*** Begin section ***

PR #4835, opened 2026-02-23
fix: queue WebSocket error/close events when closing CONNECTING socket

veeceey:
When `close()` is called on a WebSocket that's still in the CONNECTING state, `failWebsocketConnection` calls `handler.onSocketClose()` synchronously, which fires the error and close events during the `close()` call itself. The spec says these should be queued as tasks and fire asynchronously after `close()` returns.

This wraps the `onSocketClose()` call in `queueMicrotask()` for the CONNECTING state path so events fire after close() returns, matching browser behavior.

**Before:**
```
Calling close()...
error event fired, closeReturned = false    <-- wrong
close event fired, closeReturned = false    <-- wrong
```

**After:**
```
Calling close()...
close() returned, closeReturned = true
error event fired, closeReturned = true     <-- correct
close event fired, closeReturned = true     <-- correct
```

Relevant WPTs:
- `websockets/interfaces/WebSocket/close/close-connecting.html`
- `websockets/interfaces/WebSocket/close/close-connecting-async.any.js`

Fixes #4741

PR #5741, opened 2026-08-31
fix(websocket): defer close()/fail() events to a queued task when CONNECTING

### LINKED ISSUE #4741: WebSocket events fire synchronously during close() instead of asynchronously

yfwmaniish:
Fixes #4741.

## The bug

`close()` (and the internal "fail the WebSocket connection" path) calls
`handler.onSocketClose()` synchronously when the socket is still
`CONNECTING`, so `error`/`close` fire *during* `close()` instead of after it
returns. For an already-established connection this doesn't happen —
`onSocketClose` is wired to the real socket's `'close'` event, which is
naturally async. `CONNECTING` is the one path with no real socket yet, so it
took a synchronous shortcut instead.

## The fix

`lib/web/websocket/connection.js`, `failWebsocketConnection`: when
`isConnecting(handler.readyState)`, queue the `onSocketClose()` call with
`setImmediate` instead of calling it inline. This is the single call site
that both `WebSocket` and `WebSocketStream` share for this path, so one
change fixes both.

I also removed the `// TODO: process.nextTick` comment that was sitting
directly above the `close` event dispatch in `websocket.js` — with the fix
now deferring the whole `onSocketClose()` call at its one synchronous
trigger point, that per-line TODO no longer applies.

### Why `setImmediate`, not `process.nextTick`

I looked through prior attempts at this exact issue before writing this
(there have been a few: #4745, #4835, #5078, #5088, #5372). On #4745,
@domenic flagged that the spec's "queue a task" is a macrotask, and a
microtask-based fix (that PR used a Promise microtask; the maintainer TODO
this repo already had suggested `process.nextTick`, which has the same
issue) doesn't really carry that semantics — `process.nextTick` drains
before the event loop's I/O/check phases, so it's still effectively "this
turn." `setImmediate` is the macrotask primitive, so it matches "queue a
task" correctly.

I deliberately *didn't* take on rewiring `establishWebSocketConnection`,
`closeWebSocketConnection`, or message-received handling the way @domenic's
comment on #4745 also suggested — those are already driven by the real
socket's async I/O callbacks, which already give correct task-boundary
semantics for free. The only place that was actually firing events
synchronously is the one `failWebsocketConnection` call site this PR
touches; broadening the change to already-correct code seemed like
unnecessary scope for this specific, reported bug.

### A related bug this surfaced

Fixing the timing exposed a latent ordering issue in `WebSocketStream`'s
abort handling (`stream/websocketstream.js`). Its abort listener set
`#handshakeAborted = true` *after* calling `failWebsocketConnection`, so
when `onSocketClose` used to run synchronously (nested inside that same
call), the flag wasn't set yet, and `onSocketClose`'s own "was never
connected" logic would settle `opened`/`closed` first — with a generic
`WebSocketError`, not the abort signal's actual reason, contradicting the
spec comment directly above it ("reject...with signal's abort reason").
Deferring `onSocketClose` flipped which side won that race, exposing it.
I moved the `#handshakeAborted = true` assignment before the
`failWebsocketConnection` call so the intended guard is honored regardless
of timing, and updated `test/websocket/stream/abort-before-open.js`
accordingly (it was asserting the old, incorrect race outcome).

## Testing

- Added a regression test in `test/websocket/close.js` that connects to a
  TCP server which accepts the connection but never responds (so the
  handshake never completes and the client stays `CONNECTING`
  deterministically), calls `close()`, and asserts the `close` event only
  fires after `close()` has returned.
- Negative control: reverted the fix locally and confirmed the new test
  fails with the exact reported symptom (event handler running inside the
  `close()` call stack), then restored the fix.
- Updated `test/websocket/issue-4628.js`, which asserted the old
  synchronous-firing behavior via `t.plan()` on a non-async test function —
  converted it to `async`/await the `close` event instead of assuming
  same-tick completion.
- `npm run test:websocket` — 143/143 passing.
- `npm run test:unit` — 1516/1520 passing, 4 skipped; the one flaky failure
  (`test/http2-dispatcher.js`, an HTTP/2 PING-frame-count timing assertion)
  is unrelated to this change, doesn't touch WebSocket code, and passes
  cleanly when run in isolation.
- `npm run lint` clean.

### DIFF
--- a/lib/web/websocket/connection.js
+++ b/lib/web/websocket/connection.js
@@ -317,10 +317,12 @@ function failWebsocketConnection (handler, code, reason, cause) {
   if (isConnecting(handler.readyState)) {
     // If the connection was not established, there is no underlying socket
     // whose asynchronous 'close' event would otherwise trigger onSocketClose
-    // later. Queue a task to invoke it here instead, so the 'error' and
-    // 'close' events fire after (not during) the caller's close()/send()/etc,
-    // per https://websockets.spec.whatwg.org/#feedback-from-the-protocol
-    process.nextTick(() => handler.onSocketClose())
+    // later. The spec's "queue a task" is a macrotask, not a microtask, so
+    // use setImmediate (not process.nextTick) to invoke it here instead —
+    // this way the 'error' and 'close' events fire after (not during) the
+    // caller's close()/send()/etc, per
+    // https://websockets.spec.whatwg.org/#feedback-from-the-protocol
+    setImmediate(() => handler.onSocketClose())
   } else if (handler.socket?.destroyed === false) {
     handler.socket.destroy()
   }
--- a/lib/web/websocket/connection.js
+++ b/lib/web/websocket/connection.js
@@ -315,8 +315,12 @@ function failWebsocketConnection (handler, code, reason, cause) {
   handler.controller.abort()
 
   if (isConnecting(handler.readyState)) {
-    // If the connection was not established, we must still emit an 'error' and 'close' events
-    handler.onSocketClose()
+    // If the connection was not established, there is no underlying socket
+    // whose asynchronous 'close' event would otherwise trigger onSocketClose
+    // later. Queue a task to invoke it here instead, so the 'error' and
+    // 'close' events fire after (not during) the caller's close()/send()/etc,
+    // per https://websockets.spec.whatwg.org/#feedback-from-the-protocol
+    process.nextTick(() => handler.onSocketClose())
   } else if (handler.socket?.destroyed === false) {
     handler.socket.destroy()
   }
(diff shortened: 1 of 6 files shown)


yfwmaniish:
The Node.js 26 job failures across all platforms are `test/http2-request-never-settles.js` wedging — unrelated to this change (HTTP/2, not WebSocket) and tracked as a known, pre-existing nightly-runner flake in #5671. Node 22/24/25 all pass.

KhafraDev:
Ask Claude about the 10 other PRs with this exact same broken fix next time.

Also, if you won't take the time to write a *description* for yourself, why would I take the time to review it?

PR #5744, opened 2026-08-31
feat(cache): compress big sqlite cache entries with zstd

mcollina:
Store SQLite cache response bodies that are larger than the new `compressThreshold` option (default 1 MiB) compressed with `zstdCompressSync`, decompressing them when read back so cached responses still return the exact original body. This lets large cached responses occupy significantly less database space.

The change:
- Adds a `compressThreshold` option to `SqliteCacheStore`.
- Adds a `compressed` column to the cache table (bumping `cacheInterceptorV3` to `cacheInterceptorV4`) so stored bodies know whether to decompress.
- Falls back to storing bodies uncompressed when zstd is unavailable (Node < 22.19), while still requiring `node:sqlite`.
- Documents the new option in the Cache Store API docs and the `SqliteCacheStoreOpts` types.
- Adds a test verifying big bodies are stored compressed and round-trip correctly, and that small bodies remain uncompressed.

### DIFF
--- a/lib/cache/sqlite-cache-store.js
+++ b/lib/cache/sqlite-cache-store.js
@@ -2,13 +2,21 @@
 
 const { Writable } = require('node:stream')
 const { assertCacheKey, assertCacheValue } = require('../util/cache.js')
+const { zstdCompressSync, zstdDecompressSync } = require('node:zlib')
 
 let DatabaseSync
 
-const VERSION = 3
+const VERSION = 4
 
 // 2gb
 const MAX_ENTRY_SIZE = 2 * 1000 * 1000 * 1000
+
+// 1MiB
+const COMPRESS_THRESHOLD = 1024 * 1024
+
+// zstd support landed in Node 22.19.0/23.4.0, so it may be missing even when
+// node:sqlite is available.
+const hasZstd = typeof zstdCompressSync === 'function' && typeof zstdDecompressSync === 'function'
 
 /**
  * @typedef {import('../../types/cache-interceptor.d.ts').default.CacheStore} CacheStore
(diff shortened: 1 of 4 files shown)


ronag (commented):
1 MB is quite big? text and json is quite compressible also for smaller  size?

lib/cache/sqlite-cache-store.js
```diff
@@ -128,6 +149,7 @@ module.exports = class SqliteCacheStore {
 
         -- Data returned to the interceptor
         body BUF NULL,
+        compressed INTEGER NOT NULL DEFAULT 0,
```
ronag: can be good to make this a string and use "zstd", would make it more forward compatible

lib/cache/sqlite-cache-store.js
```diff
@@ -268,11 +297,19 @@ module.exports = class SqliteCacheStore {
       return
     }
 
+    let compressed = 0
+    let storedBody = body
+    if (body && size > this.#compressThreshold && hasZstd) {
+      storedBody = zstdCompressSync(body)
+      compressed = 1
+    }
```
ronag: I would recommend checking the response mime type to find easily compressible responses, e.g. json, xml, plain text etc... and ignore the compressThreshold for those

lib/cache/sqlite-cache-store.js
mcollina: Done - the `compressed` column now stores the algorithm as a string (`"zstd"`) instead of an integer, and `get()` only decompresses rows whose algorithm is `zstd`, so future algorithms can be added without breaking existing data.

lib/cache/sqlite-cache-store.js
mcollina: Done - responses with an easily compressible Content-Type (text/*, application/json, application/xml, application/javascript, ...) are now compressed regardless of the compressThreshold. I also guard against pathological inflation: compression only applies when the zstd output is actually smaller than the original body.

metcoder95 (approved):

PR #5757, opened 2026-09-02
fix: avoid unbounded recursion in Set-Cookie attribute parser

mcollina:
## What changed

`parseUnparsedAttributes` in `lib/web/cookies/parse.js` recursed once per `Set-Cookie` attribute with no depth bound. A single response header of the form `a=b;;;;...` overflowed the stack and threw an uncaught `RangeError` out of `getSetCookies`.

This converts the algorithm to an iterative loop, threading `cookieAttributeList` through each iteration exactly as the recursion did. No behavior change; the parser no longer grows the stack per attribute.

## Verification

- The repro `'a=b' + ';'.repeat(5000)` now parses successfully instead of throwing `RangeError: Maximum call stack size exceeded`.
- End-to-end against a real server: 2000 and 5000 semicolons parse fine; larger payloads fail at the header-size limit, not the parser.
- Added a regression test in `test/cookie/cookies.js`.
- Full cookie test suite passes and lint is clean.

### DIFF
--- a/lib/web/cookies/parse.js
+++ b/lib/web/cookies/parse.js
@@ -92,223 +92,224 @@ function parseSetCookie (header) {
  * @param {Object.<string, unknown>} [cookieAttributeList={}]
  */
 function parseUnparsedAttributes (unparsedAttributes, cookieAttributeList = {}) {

*** End section ***
*** Begin section ***

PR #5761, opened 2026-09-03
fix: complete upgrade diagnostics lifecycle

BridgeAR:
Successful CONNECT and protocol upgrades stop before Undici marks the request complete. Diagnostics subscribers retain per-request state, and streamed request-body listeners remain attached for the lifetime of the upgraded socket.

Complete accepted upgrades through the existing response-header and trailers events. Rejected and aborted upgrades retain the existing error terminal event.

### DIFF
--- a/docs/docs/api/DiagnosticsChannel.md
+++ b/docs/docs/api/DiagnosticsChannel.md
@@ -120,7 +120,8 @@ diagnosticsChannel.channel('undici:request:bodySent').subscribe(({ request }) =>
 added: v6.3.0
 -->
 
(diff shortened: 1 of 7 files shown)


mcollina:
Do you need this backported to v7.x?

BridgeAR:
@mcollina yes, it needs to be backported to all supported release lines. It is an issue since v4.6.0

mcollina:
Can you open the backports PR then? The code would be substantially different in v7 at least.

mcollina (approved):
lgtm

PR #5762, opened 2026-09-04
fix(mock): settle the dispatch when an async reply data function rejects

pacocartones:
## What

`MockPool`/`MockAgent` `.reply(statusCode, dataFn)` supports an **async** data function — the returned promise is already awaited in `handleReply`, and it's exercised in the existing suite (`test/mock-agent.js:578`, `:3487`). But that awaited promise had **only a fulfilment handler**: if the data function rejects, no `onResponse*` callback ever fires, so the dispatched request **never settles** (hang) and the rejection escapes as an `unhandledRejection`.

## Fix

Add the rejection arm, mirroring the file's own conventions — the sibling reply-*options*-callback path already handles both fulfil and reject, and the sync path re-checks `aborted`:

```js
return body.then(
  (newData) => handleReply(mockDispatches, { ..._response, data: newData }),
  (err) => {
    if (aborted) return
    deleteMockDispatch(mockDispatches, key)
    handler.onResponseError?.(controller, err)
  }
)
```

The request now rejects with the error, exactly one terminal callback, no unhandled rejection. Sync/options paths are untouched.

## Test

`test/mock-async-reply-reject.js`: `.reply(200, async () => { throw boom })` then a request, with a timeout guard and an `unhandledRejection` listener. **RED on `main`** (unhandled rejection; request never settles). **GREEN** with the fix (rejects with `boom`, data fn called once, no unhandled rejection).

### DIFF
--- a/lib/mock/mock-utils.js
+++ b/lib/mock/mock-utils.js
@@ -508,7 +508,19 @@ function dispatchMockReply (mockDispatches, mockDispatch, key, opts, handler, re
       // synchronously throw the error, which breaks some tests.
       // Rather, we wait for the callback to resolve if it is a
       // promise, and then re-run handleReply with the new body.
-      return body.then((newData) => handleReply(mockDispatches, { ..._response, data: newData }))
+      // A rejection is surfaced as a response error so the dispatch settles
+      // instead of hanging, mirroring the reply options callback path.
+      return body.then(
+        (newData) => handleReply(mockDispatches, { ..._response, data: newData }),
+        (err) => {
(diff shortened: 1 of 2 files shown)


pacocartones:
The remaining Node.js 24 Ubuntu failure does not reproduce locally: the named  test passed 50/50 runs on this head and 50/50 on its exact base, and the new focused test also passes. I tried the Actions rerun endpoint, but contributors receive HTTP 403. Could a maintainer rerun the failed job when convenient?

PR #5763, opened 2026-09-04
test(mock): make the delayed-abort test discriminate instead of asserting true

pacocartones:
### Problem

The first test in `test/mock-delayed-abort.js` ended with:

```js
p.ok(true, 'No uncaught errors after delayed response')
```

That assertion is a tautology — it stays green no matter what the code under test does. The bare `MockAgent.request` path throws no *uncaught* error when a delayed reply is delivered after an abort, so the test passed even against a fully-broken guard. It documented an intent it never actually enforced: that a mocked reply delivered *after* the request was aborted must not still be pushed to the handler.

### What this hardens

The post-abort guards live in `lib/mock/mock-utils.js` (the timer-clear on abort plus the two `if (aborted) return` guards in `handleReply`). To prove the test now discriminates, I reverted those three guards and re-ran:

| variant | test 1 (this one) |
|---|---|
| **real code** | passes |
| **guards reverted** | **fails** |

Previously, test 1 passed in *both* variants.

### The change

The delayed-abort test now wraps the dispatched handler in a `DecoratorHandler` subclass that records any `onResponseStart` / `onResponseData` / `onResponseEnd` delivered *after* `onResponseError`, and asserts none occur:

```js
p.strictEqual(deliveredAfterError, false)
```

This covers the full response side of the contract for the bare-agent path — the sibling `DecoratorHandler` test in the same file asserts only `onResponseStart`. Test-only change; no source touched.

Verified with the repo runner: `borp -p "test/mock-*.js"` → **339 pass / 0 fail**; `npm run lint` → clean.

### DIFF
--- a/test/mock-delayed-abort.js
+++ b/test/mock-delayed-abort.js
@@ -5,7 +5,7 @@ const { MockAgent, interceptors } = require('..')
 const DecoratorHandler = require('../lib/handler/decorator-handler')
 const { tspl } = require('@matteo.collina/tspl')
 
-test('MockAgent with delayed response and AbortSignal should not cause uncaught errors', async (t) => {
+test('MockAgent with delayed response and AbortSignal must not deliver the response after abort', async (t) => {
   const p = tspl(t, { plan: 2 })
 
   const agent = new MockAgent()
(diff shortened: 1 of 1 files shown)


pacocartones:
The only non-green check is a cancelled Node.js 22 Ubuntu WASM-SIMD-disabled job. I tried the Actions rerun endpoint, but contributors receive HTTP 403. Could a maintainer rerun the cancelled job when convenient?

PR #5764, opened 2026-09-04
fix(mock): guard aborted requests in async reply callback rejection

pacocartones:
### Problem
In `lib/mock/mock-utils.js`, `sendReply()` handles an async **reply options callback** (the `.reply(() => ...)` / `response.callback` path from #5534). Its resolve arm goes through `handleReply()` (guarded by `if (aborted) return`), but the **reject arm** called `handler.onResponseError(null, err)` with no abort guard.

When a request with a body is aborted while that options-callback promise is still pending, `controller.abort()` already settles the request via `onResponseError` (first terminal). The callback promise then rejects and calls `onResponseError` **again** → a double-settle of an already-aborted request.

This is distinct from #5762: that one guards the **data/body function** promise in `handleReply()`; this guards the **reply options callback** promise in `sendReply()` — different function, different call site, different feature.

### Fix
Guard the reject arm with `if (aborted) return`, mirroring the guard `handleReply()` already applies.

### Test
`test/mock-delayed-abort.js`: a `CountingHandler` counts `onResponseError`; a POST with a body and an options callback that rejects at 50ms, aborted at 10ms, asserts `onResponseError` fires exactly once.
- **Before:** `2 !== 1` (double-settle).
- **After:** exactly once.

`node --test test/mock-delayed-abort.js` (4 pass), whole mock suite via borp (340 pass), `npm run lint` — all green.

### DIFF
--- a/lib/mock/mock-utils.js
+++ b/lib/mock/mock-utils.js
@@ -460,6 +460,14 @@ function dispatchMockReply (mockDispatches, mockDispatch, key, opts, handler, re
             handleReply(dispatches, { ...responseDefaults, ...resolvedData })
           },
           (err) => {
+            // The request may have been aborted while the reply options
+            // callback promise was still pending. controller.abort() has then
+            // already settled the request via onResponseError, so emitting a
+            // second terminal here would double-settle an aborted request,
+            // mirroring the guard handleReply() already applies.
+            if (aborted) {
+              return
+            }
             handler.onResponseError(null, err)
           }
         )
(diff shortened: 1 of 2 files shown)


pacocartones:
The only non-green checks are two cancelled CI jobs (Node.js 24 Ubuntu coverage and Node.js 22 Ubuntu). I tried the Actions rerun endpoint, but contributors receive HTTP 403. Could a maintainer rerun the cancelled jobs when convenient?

*** End section ***

**Aim of the task**
Look through the entries above. Extract each line with the word "AbortSignal".

**Response to this task**
-test('MockAgent with delayed response and AbortSignal should not cause uncaught errors', async (t) => {
+test('MockAgent with delayed response and AbortSignal must not deliver the response after abort', async (t) => {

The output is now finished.